= What needs to be done =
Each entry needs to be copied exactly, with nothing left out.

(Exercise data Opens)

PR #165, opened 2022-01-13
[Enhance] Add Search to references

jamesb93:
This adds a search bar to the references bar which uses fuzzy lookup against the title, category, tags and blurb. Seems to do the trick in not being too restrictive.

### DIFF
--- a/src/routes/reference/index.svelte
+++ b/src/routes/reference/index.svelte
@@ -1,10 +1,11 @@
 <script>
 	import { docs } from '$lib/app';
 	import ArrowRight from '$lib/components/ArrowRight.svelte';
+	import FuzzySearch from 'fuzzy-search';	
 
 	let references = docs.filter(d => d.section === 'reference');
 
-	const categorised = {
+	let categorised = {
 		'Analyse Data' : [],
 		'Analyse Sound' : [],
 		'Utility' : [],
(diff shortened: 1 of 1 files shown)


jdchart:
I was goign to say:
just brainstorming, when i search the page's size changes. Maybe instead of removing entries it could grey them out?

but then went back on to the page and think this is probably better

jamesb93:
I think greying is better actually. That way it's more about directing whoever is using it.

weefuzzy:
I'm ambivalent about greying. My concern is it would be less clear to look at

jamesb93:
Torn in two directions 😱

jamesb93:
@tedmoore @tremblap it would be good to hear your thoughts on this UX/UI issue.

The reference page has a search bar that lets you fuzzy filter the reference pages. It can do either two things:

1) Remove entries that are not captured by the search
2) Grey out entries that are not captured by the search

The current behaviour is 1, but it could be 2. What do you think?

https://learn-fjxra692z-flucoma.vercel.app/reference

tedmoore:
Right now the list of choices goes beyond the bottom of my browser window, so what I wouldn't want to need to do is to type in something and then scroll down to see what is *not* grayed out. I think if someone is typing in a search we should try to explicitly bring to them whatever it is they're looking for.

So my vote would be for removing the entries that don't match the fuzzy filter.

jamesb93:
> Right now the list of choices goes beyond the bottom of my browser window, so what I wouldn't want to need to do is to type in something and then scroll down to see what is _not_ grayed out. I think if someone is typing in a search we should try to explicitly bring to them whatever it is they're looking for.
> 
> So my vote would be for removing the entries that don't match the fuzzy filter.

Nice. Also maybe the reference blurb could be removed from the top, seeing as its already on the front page? that would make it easier to see everything at once.

tremblap (approved):
I'm in mixed feelings about this because I LOVE BOTH!

So let's not forget the THM: this is amazing either way.

1. the advantage of grey is that sometimes I'm not sure of what I search and the list is small
but
1. the advantage of pruning/removing is immidiate feedback

so it is a matter of tastes I reckon and if you guys have strong preferences I'll follow along with pleasure. our community might feedback (or not)

jamesb93:
I think most are in favour either fully or partially in having it just remove the entries opposed to greying them out. I think in my head grey seems nice but isn't explicit enough about what the search is doing/filtering. Before I merge I would like to adjust the top text, either by thinning it or cutting it out entirely.

PR #166, opened 2022-01-14
[Content] Fixed naming stupidness

jdchart:
the max project folder and project name were'nt the same, which caused an error when opening the project


jdchart:
Another bug which I thought i'd fixed, unable to load audio cause it consolidates into a different folder.... Working on it.

jdchart:
Ok, Max projects really annoying me now. 

surely the media in a project should be in the max search path and able to open up no!? Am I missing something ?
I thought i'd fixed this by just dropping the media into the patchers folder and not consolidating but it consolidates automatically on open.

Could @weefuzzy or @jamesb93 please check if this is also not working on your machine? for example downloading the pasquet patchers from this deploy, https://learn-git-content-maxproject-bug-fix-flucoma.vercel.app
and just trying to load one of the sounds in the first example?

weefuzzy:
> Could @weefuzzy or @jamesb93 please check if this is also not working on your machine? for example downloading the pasquet patchers from this deploy, https://learn-git-content-maxproject-bug-fix-flucoma.vercel.app
> and just trying to load one of the sounds in the first example?

Seems to work for me?

jdchart:
> 

Heffing hell. Updating Max to see if that's my problem...

jdchart:
Ok, I'm gonna guess I should have updated Max a long time ago...

weefuzzy:
Well, if it fails to work on older versions that *is* a problem, so we should probably check. I'll have a bash on 7 as well.

jdchart:
I'm going to guess it will work on 7, because i think i had quite an early version of 8...

jamesb93:
See how you go on 7 but if it doesn't work there we need to find a workaround.

weefuzzy:
It's related to how the child patcher is opened: if I open it from the project window, it uses the project search paths. When it's opened by pcontrol, it doesn't 🤦

jdchart:
Heffing heck. 

I mean, are we openly against distributing this in one folder rather than as a project? It's not as if there's thousands of files... @jamesb93 ?

jamesb93:
I'm not against having it in a folder. I reckon most people don't use projects. Will it work in a folder?

jdchart:
Great, it'll make it a lot simpler. It will work no problem!

I'll update then we can integrate.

(Exercise data Closes)

= Solution for this problem =
PR #165, opened 2022-01-13
[Enhance] Add Search to references

jamesb93:
This adds a search bar to the references bar which uses fuzzy lookup against the title, category, tags and blurb. Seems to do the trick in not being too restrictive.

### DIFF
--- a/src/routes/reference/index.svelte
+++ b/src/routes/reference/index.svelte
@@ -1,10 +1,11 @@
 <script>
 	import { docs } from '$lib/app';
 	import ArrowRight from '$lib/components/ArrowRight.svelte';
+	import FuzzySearch from 'fuzzy-search';	
 
 	let references = docs.filter(d => d.section === 'reference');
 
-	const categorised = {
+	let categorised = {
 		'Analyse Data' : [],
 		'Analyse Sound' : [],
 		'Utility' : [],
(diff shortened: 1 of 1 files shown)


jdchart:
I was goign to say:
just brainstorming, when i search the page's size changes. Maybe instead of removing entries it could grey them out?

but then went back on to the page and think this is probably better

jamesb93:
I think greying is better actually. That way it's more about directing whoever is using it.

weefuzzy:
I'm ambivalent about greying. My concern is it would be less clear to look at

jamesb93:
Torn in two directions 😱

jamesb93:
@tedmoore @tremblap it would be good to hear your thoughts on this UX/UI issue.

The reference page has a search bar that lets you fuzzy filter the reference pages. It can do either two things:

1) Remove entries that are not captured by the search
2) Grey out entries that are not captured by the search

The current behaviour is 1, but it could be 2. What do you think?

https://learn-fjxra692z-flucoma.vercel.app/reference

tedmoore:
Right now the list of choices goes beyond the bottom of my browser window, so what I wouldn't want to need to do is to type in something and then scroll down to see what is *not* grayed out. I think if someone is typing in a search we should try to explicitly bring to them whatever it is they're looking for.

So my vote would be for removing the entries that don't match the fuzzy filter.

jamesb93:
> Right now the list of choices goes beyond the bottom of my browser window, so what I wouldn't want to need to do is to type in something and then scroll down to see what is _not_ grayed out. I think if someone is typing in a search we should try to explicitly bring to them whatever it is they're looking for.
> 
> So my vote would be for removing the entries that don't match the fuzzy filter.

Nice. Also maybe the reference blurb could be removed from the top, seeing as its already on the front page? that would make it easier to see everything at once.

tremblap (approved):
I'm in mixed feelings about this because I LOVE BOTH!

So let's not forget the THM: this is amazing either way.

1. the advantage of grey is that sometimes I'm not sure of what I search and the list is small
but
1. the advantage of pruning/removing is immidiate feedback

so it is a matter of tastes I reckon and if you guys have strong preferences I'll follow along with pleasure. our community might feedback (or not)

jamesb93:
I think most are in favour either fully or partially in having it just remove the entries opposed to greying them out. I think in my head grey seems nice but isn't explicit enough about what the search is doing/filtering. Before I merge I would like to adjust the top text, either by thinning it or cutting it out entirely.

PR #166, opened 2022-01-14
[Content] Fixed naming stupidness

jdchart:
the max project folder and project name were'nt the same, which caused an error when opening the project


jdchart:
Another bug which I thought i'd fixed, unable to load audio cause it consolidates into a different folder.... Working on it.

jdchart:
Ok, Max projects really annoying me now. 

surely the media in a project should be in the max search path and able to open up no!? Am I missing something ?
I thought i'd fixed this by just dropping the media into the patchers folder and not consolidating but it consolidates automatically on open.

Could @weefuzzy or @jamesb93 please check if this is also not working on your machine? for example downloading the pasquet patchers from this deploy, https://learn-git-content-maxproject-bug-fix-flucoma.vercel.app
and just trying to load one of the sounds in the first example?

weefuzzy:
> Could @weefuzzy or @jamesb93 please check if this is also not working on your machine? for example downloading the pasquet patchers from this deploy, https://learn-git-content-maxproject-bug-fix-flucoma.vercel.app
> and just trying to load one of the sounds in the first example?

Seems to work for me?

jdchart:
> 

Heffing hell. Updating Max to see if that's my problem...

jdchart:
Ok, I'm gonna guess I should have updated Max a long time ago...

weefuzzy:
Well, if it fails to work on older versions that *is* a problem, so we should probably check. I'll have a bash on 7 as well.

jdchart:
I'm going to guess it will work on 7, because i think i had quite an early version of 8...

jamesb93:
See how you go on 7 but if it doesn't work there we need to find a workaround.

weefuzzy:
It's related to how the child patcher is opened: if I open it from the project window, it uses the project search paths. When it's opened by pcontrol, it doesn't 🤦

jdchart:
Heffing heck. 

I mean, are we openly against distributing this in one folder rather than as a project? It's not as if there's thousands of files... @jamesb93 ?

jamesb93:
I'm not against having it in a folder. I reckon most people don't use projects. Will it work in a folder?

jdchart:
Great, it'll make it a lot simpler. It will work no problem!

I'll update then we can integrate.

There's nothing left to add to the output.